God I sound way too much like /pol/ when I'm telling someone to be an asshole.
Sadly, I don't think OP is the GM on this one.
Heavy drinking.
Nope. I have to pick one of these Stephanie Meyer rejects to play.
Just be silly, OP. They won't like it one bit when you treat their game like it's a silly affair, and if they threaten "be serious or we'll kick you out", then leave. Mission accomplished
Faggot OP aside, I would love to play this game
This is what every part of me wants to do, but I don't actually want to ruin the game. They found something that makes them happy, good for them. Good for those sad people. They just got me involved now, because they got my wife to DM so they can all play.
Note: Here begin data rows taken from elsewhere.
PR #6210, opened 2025-09-15
calculate star colors using Planck's law

Mc-Pain:
Small improvement to derive star colors from temperature

### DIFF
--- a/src/galaxy/SystemBody.cpp
+++ b/src/galaxy/SystemBody.cpp
@@ -23,6 +23,7 @@ SystemBodyData::SystemBodyData() :
 	m_averageTemp(0),
 	m_heightMapFractal(0)
 {
+	m_starColor = Color(255, 0, 255, 255);
 }
 
 void SystemBodyData::SaveToJson(Json &out)
--- a/src/galaxy/CustomSystem.cpp
+++ b/src/galaxy/CustomSystem.cpp
@@ -135,7 +135,6 @@ static double *getDoubleOrFixed(lua_State *L, int which)
 
 CSB_FIELD_SETTER_FIXED(radius, bodyData.m_radius)
 CSB_FIELD_SETTER_FIXED(mass, bodyData.m_mass)
-CSB_FIELD_SETTER_INT(temp, bodyData.m_averageTemp)
 CSB_FIELD_SETTER_FIXED(semi_major_axis, bodyData.m_semiMajorAxis)
 CSB_FIELD_SETTER_FIXED(eccentricity, bodyData.m_eccentricity)
 CSB_FIELD_SETTER_FIXED(rotation_period, bodyData.m_rotationPeriod)
@@ -152,6 +151,16 @@ CSB_FIELD_SETTER_STRING(space_station_type, bodyData.m_spaceStationType)
 #undef CSB_FIELD_SETTER_FIXED
 #undef CSB_FIELD_SETTER_FLOAT
 #undef CSB_FIELD_SETTER_INT
+
+static int l_csb_temp(lua_State *L)
+{
+	CustomSystemBody *csb = l_csb_check(L, 1);
+	int value = luaL_checkinteger(L, 2);
+	csb->bodyData.m_averageTemp = value;
+	csb->bodyData.GenerateStarColor();
+	lua_settop(L, 1);
+	return 1;
+}
 
 static int l_csb_radius_km(lua_State *L)
 {


src/galaxy/SystemBody.cpp
```diff
@@ -250,6 +250,100 @@ bool SystemBody::HasAtmosphere() const
...
+    vector3d( 0.000065f, 0.000025f, 0.000000f ),    // 770 nm
+    vector3d( 0.000033f, 0.000013f, 0.000000f ),    // 780 nm
+    vector3d( 0.000018f, 0.000007f, 0.000000f ),    // 790 nm
+    vector3d( 0.000009f, 0.000004f, 0.000000f ),    // 800 nm
+    vector3d( 0.000005f, 0.000002f, 0.000000f ),    // 810 nm
+    vector3d( 0.000003f, 0.000001f, 0.000000f ),    // 820 nm
+    vector3d( 0.000002f, 0.000001f, 0.000000f )     // 830 nm
+};
+
+Color SystemBody::GetColor() const
```
sturnclaw: This should be computed and cached at body creation time, rather than recomputed (potentially) multiple times every single frame. 48 exp()s and 96 pow()s per call is not cheap enough for the current call frequency.

Mc-Pain:
> Two questions:
> 
> 1. Is the table comprised of RGB color values or CIE values? I'm seeing a comment in the source shader indicating these values are actually in the CIE colorspace.

I just copy-pasted it and it seems to be actually RGB: note the red channel between 370 and 500 nm - it has red because this part of spectrum is bluish-purple

> 2. Have you considered precomputing a table of color values over the expected temperature range for stars (using perhaps an exponential mapping to preserve detail) rather than fully computing the Planck brightness every time the color of the star is requested?

Yes, I'll do it soon after fixing step 4 in https://github.com/pioneerspacesim/pioneer/issues/6136

src/galaxy/SystemBody.h
```diff
@@ -271,6 +271,8 @@ class SystemBody : public RefCounted, public SystemBodyType, protected SystemBod
 		// which is rendered when the body has a small screen size
 		return Color(200, 200, 200, 255);
 	}
+	double GetPlanckBrightness(const double wavelength_nm, const int temperature) const;
+	Color GetColor() const;
```
fluffyfreak: I'd prefer if this was more explicitly named as it's only for stars, e.g. `GetStarColor()`.

src/galaxy/SystemBody.h
```diff
@@ -271,6 +271,8 @@ class SystemBody : public RefCounted, public SystemBodyType, protected SystemBod
 		// which is rendered when the body has a small screen size
 		return Color(200, 200, 200, 255);
 	}
+	double GetPlanckBrightness(const double wavelength_nm, const int temperature) const;
```
fluffyfreak: If this is only used by the method `GetColor` then can it be moved into the private methods or does it need to be public for some later use?

src/galaxy/SystemBody.cpp
```diff
@@ -250,6 +250,100 @@ bool SystemBody::HasAtmosphere() const
 	return (m_volatileGas > fixed(1, 100));
 }
 
+double SystemBody::GetPlanckBrightness(const double wavelength_nm, const int temperature) const
+{
+	// Planck's constant
+	double h = 6.62607015e-34; // kg*m^2*s^-1 (J*s)
```
fluffyfreak: These single letter constants can all be made `static const` or probably better `constexpr`

fluffyfreak:
Nice idea I think and I'm interested to see results 👍 
If this is too much hassle then don't worry I'll dig into it myself but it would be good to see screenshots of before & after to see how this differs.

src/galaxy/SystemBody.cpp
fluffyfreak: Actually going further than that, since `GetPlanckBrightness` is a const method it could leave the class entirely and sit in the cpp just above the `GetColor` implemention, or in a namespace at the top of the file. Unless you want it accessible elsewhere.

Mc-Pain:
> Nice idea I think and I'm interested to see results 👍 If this is too much hassle then don't worry I'll dig into it myself but it would be good to see screenshots of before & after to see how this differs.

I'd expect to see something like this for O-types:
image

Bodasey:
A little visible test done and I think class M stars look a bit too much yellow?

Please remember that there are no stars in the sky who look really green for the human eye even when the radiation maximum is at green wavelengths.

Mc-Pain:
> there are no stars in the sky who look really green for the human eye even when the radiation maximum is at green wavelengths.

Where did you see green stars?

src/galaxy/SystemBody.cpp
Mc-Pain: I don't know where all bodies are created

Calling this method each time after initializing body temperature looks ugly for me

impaktor:
@Mc-Pain Status?
Also, perhaps rebase to master, so we don't have to re-compile every time we switch to this branch.
And squash fix-commits.

Mc-Pain:
> @Mc-Pain Status? Also, perhaps rebase to master, so we don't have to re-compile every time we switch to this branch. And squash fix-commits.

Rebased onto master [9de1f0a28]

Tonight I'll collect the color data from different temperatures by aligning Sol's temperature.
In given shadertoy there's a certain post-processing matrix, I'll test it too.

Mc-Pain:
Made a plot of different temperatures:

X axis - temperature in K
Y axis - log(luminosity)
Color - color of star, normalized to get maximum of 1.0

thin series: original calculation from shadertoy
thick series: color multiplied by xyz2rgb matrix

image

Mc-Pain:
Mars, Cydonia, Sunrise:

<details><summary>Without matrix</summary>
<p>

image

</p>
</details>

<details><summary>With matrix</summary>
<p>

image

</p>
</details>

impaktor:
@sturnclaw Do you have this in your "ready to review PRs"-queue?

sturnclaw:
I do now!

PR #57, opened 2018-02-03
Dustin_L - Lesson03 - List Lab

rdlaner:
List Lab assignment in Lesson03.

### DIFF
--- a/students/Dustin_L/lesson03/list_lab.py
+++ b/students/Dustin_L/lesson03/list_lab.py
@@ -89,8 +89,37 @@ def series_two(lst):
     return l
 
 
+def series_three(lst):
+    """Performs a set of operations on a list of fruit.
+
+    A deep copy is made of the passed list. The user is then prompted to specify
+    which fruits in the list they like. For all that they do not like, those
+    fruits are removed from the list.
+
+    Args:
+        lst (list): List to be operated upon.
+
+    Returns:
+        list: Modified list
+    """
+    l = copy.deepcopy(lst)
+
+    for fruit in lst:
+        usr_in = input(f'Do you like {fruit.lower()} (Yes / No)?' + PROMPT).lower()
+
+        while (usr_in[0] != 'y') and (usr_in[0] != 'n'):
+            usr_in = input('Please enter "Yes" or "No"' + PROMPT).lower()
+
+        if usr_in.startswith('n'):
+            l.remove(fruit)
+
+    print(l)
+    return l
+
+
 if __name__ == '__main__':
     fruit_list = ['Apples', 'Pears', 'Oranges', 'Peaches']
 
     series_one(fruit_list)
     series_two(fruit_list)
+    series_three(fruit_list)
--- a/students/Dustin_L/lesson03/list_lab.py
+++ b/students/Dustin_L/lesson03/list_lab.py
@@ -117,9 +117,35 @@ def series_three(lst):
     return l
 
 
+def series_four(lst):
+    """Perform a set of operations on a list of fruit.
+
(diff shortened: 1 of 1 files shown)


students/Dustin_L/lesson03/list_lab.py
```diff
@@ -0,0 +1,151 @@
...
+    l += ['Grape']
+    print(l)
+
+    # Add fruit using 'insert()' function
+    l.insert(0, 'Mango')
+    print(l)
+
+    # Display all fruit that start with 'P'
+    for fruit in l:
+        if fruit.startswith('P'):
```
robalford: You might want to do something like `if fruit[0].lower() == 'p'` here just in case a user inputs lower case 'papayas'  e.g. in the first prompt

students/Dustin_L/lesson03/list_lab.py
```diff
@@ -0,0 +1,151 @@
...
+
+    # Remove last item
+    l.pop()
+    print(l)
+
+    # Prompt user for fruit and then delete all occurences from list
+    l *= 2
+    while True:
+        usr_in      = input('Enter fruit to remove from list' + PROMPT)
+        removed_lst = [i for i in l if i.lower() != usr_in.lower()]
```
robalford: Nice use of a list comprehension to build a filtered copy of the list. You've been reading ahead :)

students/Dustin_L/lesson03/list_lab.py
```diff
@@ -0,0 +1,151 @@
...
+
+        if removed_lst != l:
+            l = removed_lst
```
robalford: You don't necessarily need to reassign `l` here, you could just print and return `removed_list` at this point

students/Dustin_L/lesson03/list_lab.py
```diff
@@ -0,0 +1,151 @@
...
+
+    Args:
+        lst (list): List to be operated upon.
+
+    Returns:
+        list: Modified list
+    """
+    l = copy.deepcopy(lst)
+
+    for fruit in lst:
```
robalford: An alternative to using `deepcopy` would be to use the slicing operator to loop through a copy of the list like this, so you keep all the original indexes as you loop:

`for fruit in lst[:]:`

students/Dustin_L/lesson03/list_lab.py
rdlaner: I see. I'm used to programming in C, where removed_list would be scoped to the While statement and not accessible outside of it (since it is declared in that scope). Is that not the case with Python? What exactly are the scoping rules for Python?
Thanks!

students/Dustin_L/lesson03/list_lab.py
rdlaner: Ah, nice one, thanks.

students/Dustin_L/lesson03/list_lab.py
robalford: Yeah that makes sense. I learned programming and continue to mostly work in Python (and a little JavaScript). The subtle differences between languages are interesting. 

In Python, a function body is the inner most possible scope, so variables defined on the final iteration of a loop remain accessible within the enclosing function body. 

Here are a couple of pretty in-depth articles about scoping in Python that I just found online if you want to get into the nitty-gritty:

http://sebastianraschka.com/Articles/2014_python_scope_and_namespaces.html

https://eli.thegreenplace.net/2015/the-scope-of-index-variables-in-pythons-for-loops/

rdlaner: That's great info, thanks!

PR #58, opened 2018-02-04
print exercise

ZhuojingXie:
I have so many trouble to using loop and using global/local variables. even though I made it eventually.

Should I start from bottom or should I start from Top? What I am trying to say, in this case, is should I focus on how to print out the first line or I should think about what I need to complete  print_grid2(m,n) function at very beginning?

### DIFF
--- a/students/ZhuojingXie/lesson02/fizzbuzz.py
+++ b/students/ZhuojingXie/lesson02/fizzbuzz.py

>I would love to play this game
>make Fae character
>pick Anders as the name
>choose Adopted as the origin
>play Anders from Dragon Age 2
>blow it all up
>I have to play it
>Have to
Like at gun point?
Don't worry user I've contacted the FBI. I'm sure they'll be there to rescue you soon
Is this the new Wraeththu?
>how can i possibly take this game seriously? Its just fantasy trope after fantasy trope. It reads like a parody of shitty tolkien fanfiction. I can't believe this is a real game, and I have to play it with my brother-in-law's group of nerdbro coworkers who are super into the idea. How the hell am I suppose to get through an entire game of this bullshit?
Alternatively don't get cucked into playing a game you don't like with people you don't like. Its really easy not to do, just say its not your thing. People can have different things.
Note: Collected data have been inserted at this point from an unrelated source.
PR #60, opened 2018-02-04
The rest of assignment 2: fizzbuzz and series

harvey-herela:


students/HarveyHerela/lesson02/fizz_buzz.py
```diff
@@ -0,0 +1,16 @@
...
+        buzz = True
+    
+    if fizz or buzz:
+        if fizz:
+            print("Fizz", end = '')
+        if buzz:
+            print("Buzz", end = '')
+        print()
+    else:
+        print(i)
```
natasha-aleksandrova: this certainly works! but can you think of another way that is more inline and less code?

harvey-herela: Yes. I could have just 1 Boolean instead of 2, and it would only keep track if fizz/buzz/fizzbuzz was printed instead of determining what to print. Should I update my code and do another pull request?

natasha-aleksandrova: You can do it with no booleans at all 😉 

not required, but if you have time I would say give it another try (yes, it is truly given at interviews)!

PR #68, opened 2018-02-05
Lesson 02

MikeS-1:


students/MikeShand/lesson02/FizzBuzz.py
```diff
@@ -0,0 +1,10 @@
+def fizz(n):
+    for i in range(n):
+        if i%3==0 and i%5!=0:
+            print('fizz')
+        elif i%5==0 and i%3!=0:
+            print('buzz')
+        elif i%3==0 and i%5==0:
```
natasha-aleksandrova: if you do this check as part of the first if statement then you wouldn't need additional checks like !=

Nah, OP makes this thread every couple of months. He'll make about 4-5 more posts, then get bored with the lack of replies, and then we can have a regular Monsterhearts thread.
Man. Oh, man.
I once played a 4e game in a DM's homebrew setting, where he and his boyfriend made a race based on porting over Wraeththu.
The best part is none of us (except me) knew anything about Wraeththu, and the race was such a slow-built, subtle knockoff that I didn't get it until about five sessions in.
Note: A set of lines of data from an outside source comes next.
PR #69, opened 2018-02-05
Adding mailroom2.py

JerHsi:
@natasha-aleksandrova Could you check if I am on the right track so far? Just want to check it with you before I start writing for the second part of the assignment. Thanks

### DIFF
--- a/students/JerryH/Lesson04/mailroom2.py
+++ b/students/JerryH/Lesson04/mailroom2.py
@@ -1,21 +1,15 @@
 #!/usr/bin/env python3
+from collections import defaultdict
 
 # List of sample donors and donations
-donors = {
+donors = defaultdict(list, {
     "Bill Gates": [234.22, 45645.24, 43953.09, 98823],
     'Jeff Bezo': [4564.23],
     'Mike Dell': [299.09, 26273.67],
     'Harry Potter': [8234.09, 83948.04, 7834.23],
     'Ben Williams': [29283.00, 1334.34],
     'Guy James': [93.00, 34.34]
-    }
-
-options = {
-    'THANK_YOU_OPT': 1,
-    'REPORT_OPT': 2,
-    'SEND_LETTER_OPT': 3,
-    'QUIT_OPT': 4
-    }
+    })
 
 menu = {
     'op1': "Send a Thank You",
@@ -24,9 +18,10 @@ menu = {
     'op4': "Quit"
     }
 
+QUIT_OPT = '4'
 
 def prompt():
-    return int(input("Please choose the following options:\n1) {op1}.\n2) {op2}.\n3) {op3}.\n4) {op4}\n".format(**menu)))
+    return input("Please choose the following options:\n1) {op1}.\n2) {op2}.\n3) {op3}.\n4) {op4}\n".format(**menu))
 
 
 def donor_name_prompt():
@@ -35,10 +30,7 @@ def donor_name_prompt():
 
 
 def get_all_donor_names():
-    all_names = []
-    for d in donors.keys():
-        all_names.append(d)
-    return all_names
+    return list(donors)
 
 
 def list_all_donor_names():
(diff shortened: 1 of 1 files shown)


natasha-aleksandrova:
@JerHsi certainly, I will try tonight.. in the worst case early tomorrow morning

students/JerryH/Lesson04/mailroom2.py
```diff
@@ -0,0 +1,102 @@
...
+    'Ben Williams': [29283.00, 1334.34],
+    'Guy James': [93.00, 34.34]
+    }
+
+options = {
+    'THANK_YOU_OPT': 1,
+    'REPORT_OPT': 2,
+    'SEND_LETTER_OPT': 3,
+    'QUIT_OPT': 4
+    }
```
natasha-aleksandrova: as part of the instructions we have: "See if you can use a dict to switch between the users selections. "

it looks like you tried to incorporate a dict into your options.. but you can take it a step further and do something like:

```
selection_map = {
    "1": send_thank_you,
    "2": create_report,
    "3": send_letters,
    "4": quit_program
}
```
the dict values are function objects, and it will act like a switch based on user input for the option.
you use will use it like this:
```
option_value = input("..")
selection_map[optiona_value]()
```

you can also use `selection_map` for validation:
```
if option_value not in selection_map.values() :
     # continue looping asking for user input
```

above pattern will also encourage you to break up code into more functional blocks (by using functions)

students/JerryH/Lesson04/mailroom2.py
```diff
@@ -0,0 +1,102 @@
...
+def donor_name_prompt():
+    return input("Send a Thank You - Please enter a full name or type \"list\""
+        "to list the current donors:\n")
+
+
+def get_all_donor_names():
+    all_names = []
+    for d in donors.keys():
+        all_names.append(d)
+    return all_names
```
natasha-aleksandrova: dict is a great choice for `donors` data structure.. what's even better is it is so easy now to get a list of donor names 🙂 
```
>>> list(donors)
['Bill Gates', 'Jeff Bezo', 'Mike Dell', 'Harry Potter', 'Ben Williams', 'Guy James']
>>> list(donors.keys())
['Bill Gates', 'Jeff Bezo', 'Mike Dell', 'Harry Potter', 'Ben Williams', 'Guy James']
>>> donors.keys()
dict_keys(['Bill Gates', 'Jeff Bezo', 'Mike Dell', 'Harry Potter', 'Ben Williams', 'Guy James'])
```
so your function could simply be:
```
def get_all_donor_names():
    return list(donors)
```

students/JerryH/Lesson04/mailroom2.py
```diff
@@ -0,0 +1,102 @@
...
+                    list_all_donor_names()
+            # print(donor_name)
+            donation = float(input("Please enter the donation amount:\n"))
+            # If the donnor doesn't exist in the donor dictionary - add his info
+            if donor_name not in get_all_donor_names():
+                # print(donors)
+                donors[donor_name] = [donation]
+            # else append the donation into the existing donors
+            else:
+                donors[donor_name].append(donation)
```
natasha-aleksandrova: I'm getting a little fancy here 😃 

there is an "extension" of a `dict` object called `defaultdict` that I'm really fond of, it makes some things much easier and cleaner.
The way it works is at the time you create your dict you specify default value, so in your case instead of having to check if donor name exists so you can safely use `append` on the existing donor, you just define default value as list and go ahead and use `append` regardless.

you can read the doc here:
https://docs.python.org/2/library/collections.html#collections.defaultdict

and see my example below:

```
>>> donors = defaultdict(list, {
...     "Bill Gates": [234.22, 45645.24, 43953.09, 98823],
...     'Jeff Bezo': [4564.23],
...     'Mike Dell': [299.09, 26273.67],
...     'Harry Potter': [8234.09, 83948.04, 7834.23],
...     'Ben Williams': [29283.00, 1334.34],
...     'Guy James': [93.00, 34.34]
...     })
>>>
>>> donors["James Bond"].append(15000)
>>> donors
defaultdict(<class 'list'>, {'Bill Gates': [234.22, 45645.24, 43953.09, 98823], 'Jeff Bezo': [4564.23], 'Mike Dell': [299.09, 26273.67], 'Harry Potter': [8234.09, 83948.04, 7834.23], 'Ben Williams': [29283.0, 1334.34], 'Guy James': [93.0, 34.34], 'James Bond': [15000]})
```

JerHsi:
@natasha-aleksandrova I made some more changes based on your comments. Please take a look.  Thanks.

students/JerryH/Lesson04/mailroom2.py
```diff
@@ -0,0 +1,113 @@
...
+selection_map = {
+    "1": send_thank_you,
+    "2": create_report,
+    "3": send_letters,
+    "4": quit_program
+	}
+
+
+def main():
+	option_value = 0
```
natasha-aleksandrova: can you take a look at the indentation here and couple other places? it is more than 4 spaces

students/JerryH/Lesson04/mailroom2.py
```diff
@@ -0,0 +1,113 @@
...
+	while option_value != QUIT_OPT:
+		option_value = prompt()
+		selection_map[option_value]()
```
natasha-aleksandrova: be careful you might get an exception error if the user enters anything other than 1-4. 

you could catch KeyError here:
```
try:
    selection_map[option_value]()
except KeyError:
    print("%s is not a valid option! Please try again." % option_value)

```

students/JerryH/Lesson04/mailroom2.py
```diff
@@ -0,0 +1,113 @@
...
+
+    donation = float(input("Please enter the donation amount:\n"))
+
+    # If the donnor doesn't exist in the donor dictionary - add his info
+    if donor_name not in get_all_donor_names():
+        # print(donors)
+        donors[donor_name] = [donation]
+    # else append the donation into the existing donors
+    else:
+        donors[donor_name].append(donation)
```
natasha-aleksandrova: plz review my previous comment on this area.

what you have here is correct and will work, but we can make it better 🙂 

since you are using defaultdict now, you do not need to check if donor exists or not, you can just call append on the new donor name. it makes things much simpler.

I am happy to explain this more extensively if you would like me to, let me know.

students/JerryH/Lesson04/mailroom2.py
```diff
@@ -0,0 +1,113 @@
...
+	        r_sorted[d][2],
+	        r_sorted[d][1]/r_sorted[d][2]))
+	print("\n")
+
+
+def send_letters():
+    #print("This is option3.")
+    for name in donors:
+        file_name = name.lower().replace(' ', '_', 3) + '.txt'
+        f = open(file_name, 'w')
```
natasha-aleksandrova: highly recommend getting used to using `with` statement when opening files. you do not need to know how it works yet internally (unless you do, and I can share some materials)

here is little more about it here:
https://docs.quantifiedcode.com/python-anti-patterns/maintainability/not_using_with_to_open_files.html
and from course docs:
https://uwpce-pythoncert.github.io/PythonCertDevel/modules/Files.html

students/JerryH/Lesson04/mailroom2.py
```diff
@@ -0,0 +1,113 @@
...
+
+	# for each_name in get_all_donor_names(donors):
+	for each_donor in donors.keys():
+	    report.append([each_donor, sum(donors[each_donor]), len(donors[each_donor])])
+
+	# sorting the report based on donations
+	r_sorted = sorted(report, key=lambda r: r[1], reverse=True)
+
+	# Create the report
+	for d in range(len(r_sorted)):
```
natasha-aleksandrova: since you're only using `d` to access list by index, you can just loop through items directly

```
# Create the report
for donor_report in r_sorted:
    # print(d)
    print("{:23}${:12.2f}{:10}   ${:12.2f}".format(donor_report[0], donor_report[1], donor_report[2],
                                                   donor_report[1] / donor_report[2]))

```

The guy who had been playing a Wraeththu bard for two months at that point wasn't exactly thrilled at the revelation.
Myohemoal Romane?
I regret googling that.
this guy gets it
>The guy who had been playing a Wraeththu bard for two months at that point wasn't exactly thrilled at the revelation.
I feel sorry for him. The rage and disgust he must of felt, must of been very painful for him.
Just tell them that it's not your deal and opt out. You'll only ruin the game by playing and not wanting to be there.
Dude found a reason to kill off his character the first chance he got. It was actually pretty funny how the character's personality suddenly flipped from "generally ambivalent jackass bard" to "on a holy mission to kill myself" mid-session.
He ended up playing a human (the only core race allowed) assassin after that and mercilessly trolled the DM, which the rest of the party aside from the DM's boyfriend wholly supported.
It was an incredibly railroad-y game, anyhow. One of those games where the only fun to be had was making every attempt to jump the tracks and watching the gymnastics reality itself would pull to drag us back onto them.
I came here looking for this post, and was glad I found it.